Taufik juga sudah sering menjalani tes wawancara kerja dan beberapa kali lulus hingga dapat menjadi karyawan di perusahaan. Akan tetapi ia tetap saja merasa cemas karena ia menganggap tes wawancara kerja itu seperti proses interogasi (biasanya oleh POLISI), Dan ia juga sering mendapat pewawancara yang dianggapnya kurang bersahabat. Sama seperti Imanda, ia juga mengandalkan interaksi dengan peserta lainnya untuk mengurangi rasa cemas dan ketidakpastian

akan apa yang akan dia hadapi saat wawancara kerja pada setiap tes wawancara kerja. Menurut pengamatan peneliti mereka berdua tergolong orang yang ekstrovert saat wawancara.

43.Kategori III. Informan Dengan Tingkat Kecemasan Tinggi Pada Tahap Pra- Wawancara.

Informan:

1. Aprini Situmorang 2. Dian Febrina

Aprini dan Dian adalann informan yang memiliki kecemasan tinggi. Mereka tidak ragu mengatakan kalau proses wawancara adalah proses yang menakutkan dan jika ditanya bagaimana perasaan saat akan menjalani mereka menjawab hanya nervous. Mereka memiliki ketakutan tidak dapat menjawab pertanyaan atau salah dalam menjawab pertanyaan yang berakibat pewawancara menggangap mereka kurang cerdas.

Aprini sudah 6 kali menjalani tes wawancara kerja, tetapi ia belum dapat terbiasa dengan perasaan cemas untuk menghadapi tes wawancara kerja. Untuk bisa merasa rileks ia merasa harus berinteraksi dengan peserta yang sudah diwawancara, kalau masih merasa cemas ia juga akan berinteraksi dengan temannya yang sudah pernah menjalani tes wawancara sekaligus untuk meminta dukungan dari temannya. Ia mengalami kecemasan untuk hal yang banyak, seperti takut telat, takut berjumpa pewawancara yang jutek, takut barangnya tertinggal, takut ia menjawab dengan kalimat yang berputar-putar.
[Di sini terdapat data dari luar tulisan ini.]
PR #136, opened 2023-12-17
Emit basic debugging information

antroseco:
I think you can take a look now - it's pretty functional.

The compiler now always emits LLVM-style debugging information (basically DWARF).
- The format is pretty straightforward, but it might help to look at some example IR before you review
- To get line number support, we need to pass the `Meta` from the parser to every single expression we codegen
- That's quite tedious unfortunately, but there's no other way
- The `generate_ir()` function now needs more inputs and has a second output, to handle the metadata
- To get type and variable support (`gdb` needs to know how to read variables off of memory), we need to serialize each type
- That's quite tricky and I don't really have a nice solution yet - maybe we should do it during type resolution to avoid cycles, etc but also this is strictly an IR thing so it doesn't feel right either

### DIFF
--- a/src/glang/codegen/builtin_callables.py
+++ b/src/glang/codegen/builtin_callables.py
@@ -1,6 +1,7 @@
 from abc import abstractmethod
 from typing import Iterator
 
+from ..parser.lexer_parser import Meta
 from .builtin_types import (
     BoolDefinition,
     BoolType,
@@ -18,7 +19,10 @@ from .user_facing_errors import OperandError
 class BuiltinCallable(StaticTypedExpression):
     @abstractmethod
     def __init__(
-        self, specialization: list[SpecializationItem], arguments: list[TypedExpression]
+        self,
+        specialization: list[SpecializationItem],
+        arguments: list[TypedExpression],
+        meta: Meta,
     ) -> None:
         pass
 
@@ -28,7 +32,10 @@ class UnaryIntegerExpression(BuiltinCallable):
     USER_FACING_NAME = ""
 
     def __init__(
-        self, specialization: list[SpecializationItem], arguments: list[TypedExpression]
+        self,
+        specialization: list[SpecializationItem],
+        arguments: list[TypedExpression],
+        meta: Meta,
     ) -> None:
         (self._arg,) = arguments
 
@@ -39,7 +46,7 @@ class UnaryIntegerExpression(BuiltinCallable):
         assert isinstance(definition, (IntegerDefinition, BoolDefinition))
 
         self._arg_type = self._arg.result_type.convert_to_value_type()
-        StaticTypedExpression.__init__(self, self._arg_type, Type.Kind.VALUE)
+        StaticTypedExpression.__init__(self, self._arg_type, Type.Kind.VALUE, meta)
 
     def __repr__(self) -> str:
         return f"{self.__class__.__name__}({self._arg})"
@@ -95,7 +102,10 @@ class BasicIntegerExpression(BuiltinCallable):
         pass
 
     def __init__(
-        self, specialization: list[SpecializationItem], arguments: list[TypedExpression]
+        self,
+        specialization: list[SpecializationItem],
+        arguments: list[TypedExpression],
+        meta: Meta,
     ) -> None:
         lhs, rhs = arguments
         # This is not a user-facing function, we don't need sensible error messages
@@ -109,7 +119,7 @@ class BasicIntegerExpression(BuiltinCallable):
         assert lhs.result_type == rhs.result_type
 
         StaticTypedExpression.__init__(
-            self, self.get_result_type(arguments), Type.Kind.VALUE
+            self, self.get_result_type(arguments), Type.Kind.VALUE, meta
         )
 
         self._arg_type = lhs.result_type.convert_to_value_type()
@@ -256,6 +266,7 @@ class AlignOfExpression(BuiltinCallable):
         self,
         specialization: list[SpecializationItem],
         arguments: list[TypedExpression],
+        meta: Meta,
     ) -> None:
         assert len(arguments) == 0
         assert len(specialization) == 1
@@ -267,7 +278,7 @@ class AlignOfExpression(BuiltinCallable):
         )
 
         StaticTypedExpression.__init__(
-            self, self._result.underlying_type, Type.Kind.VALUE
+            self, self._result.underlying_type, Type.Kind.VALUE, meta
         )
 
     def __repr__(self) -> str:
@@ -292,6 +303,7 @@ class SizeOfExpression(BuiltinCallable):
         self,
         specialization: list[SpecializationItem],
         arguments: list[TypedExpression],
+        meta: Meta,
     ) -> None:
         assert len(arguments) == 0
         assert len(specialization) == 1
@@ -301,7 +313,7 @@ class SizeOfExpression(BuiltinCallable):
         self._result = ConstantExpression(SizeType(), str(self._argument_type.size))
 
         StaticTypedExpression.__init__(
-            self, self._result.underlying_type, Type.Kind.VALUE
+            self, self._result.underlying_type, Type.Kind.VALUE, meta
         )
 
     def __repr__(self) -> str:
@@ -326,6 +338,7 @@ class NarrowExpression(BuiltinCallable):
         self,
         specialization: list[SpecializationItem],
         arguments: list[TypedExpression],
+        meta: Meta,
     ) -> None:
         (self._argument,) = arguments
         (return_type,) = specialization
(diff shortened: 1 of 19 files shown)


src/glang/codegen/debug.py
```diff
@@ -0,0 +1,70 @@
...
+
+
+@dataclass
+class DICompileUnit(Metadata):
+    file: DIFile
+
+    def __repr__(self) -> str:
+        # TODO print glang version.
+        # NOTE clang checks that the language is valid... so let's pretend we
+        # are C.
```
DaveDuck321, line 37: Lol :cowboy_hat_face:

src/glang/codegen/translation_unit.py
```diff
@@ -151,23 +195,29 @@ def lookup_call_expression(
...
         encoded_str, encoded_length = encode_string(string)
         str_type = AnonymousType(CharArrayDefinition(encoded_str, encoded_length))
         static_storage = StaticVariable(
-            f'string literal: "{string}"', str_type, False, encoded_str
+            f'string literal: "{string}"',
+            str_type,
+            False,
+            encoded_str,
+            meta,
+            self.di_files[0],  # FIXME this is wrong.
```
DaveDuck321, line 220: Seems like `Meta` should have a file path

src/glang/codegen/translation_unit.py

Jadi ia sulit untuk merasa tenang walau telah melakukan interaksi dengan peserta wawancara yang lain.

Dalam tes wawancara Aprini berpendapat ia orang yaang ekstrovert, akan tetapi menurut peneliti Aprini sosok yang introvert saat diwawancara. Hal ini terbukti saat Aprini mengungkapkan kalau sebelumnya seorang pewawancara pernah mengatakan kalu ia orang yang terlalu pendiam. Mungkin Aprini tidak bermaksud demikian, tetapi karena rasa kecemasan yang tinggi, situasi komunikasi antarpribadi mereka menjadi terganggu dan pewawancara menangkap kesan yang salah menurut Aprini.

Dian sebenarnya mempunyai rasa percaya diri untuk menjalani tes wawancara kerja karena menurutnya ia lulusan universitas ternama. Pada awal pemberitahuan juga ia sudah merasa antusias untuk menjalani tes wawancara kerja. Tetapi apabila Aprini memiliki sumberkecemasan dari pikiran yang dibuatnya sendiri, maka Dian merasa sumber kecemasannya pada tahap pra- wawancara karena ia merasa peserta wawancara yang juga mempunyai materi yang bagus dan terlihat lebih mencolok dari dia.

Sebenarnya Dian orang yang ekstrovert, tetapi karena ia melihat orang lain lebih terlihat mencolok ia merasa kurang percaya diri. Inilah yang menjadi masalah Dian, karena itu ia langsung merasa kalau orang lain memiliki kesempatan yang lebih terbuka dari dia, berdasarkan fisik atau ganteng/cantik mereka. Dian takut kalah saing. Jadi ia mulai introvert pada tahap ini dan tidak memulai komunikasi dengan orang lain. Walaupun ia memiliki rasa ketidak pastian dengan bagaimana keadaan wawancara, ia hanya bertanya dan memendamnya didalam hati. Selain itu ia juga mengakui kalau ia pernah menjawab pertanyaan wawancara secara berbelit karena tidak dapat mengontrol kecemasannya, jadi ia merasa dihantui oleh pemikiran seperti itu.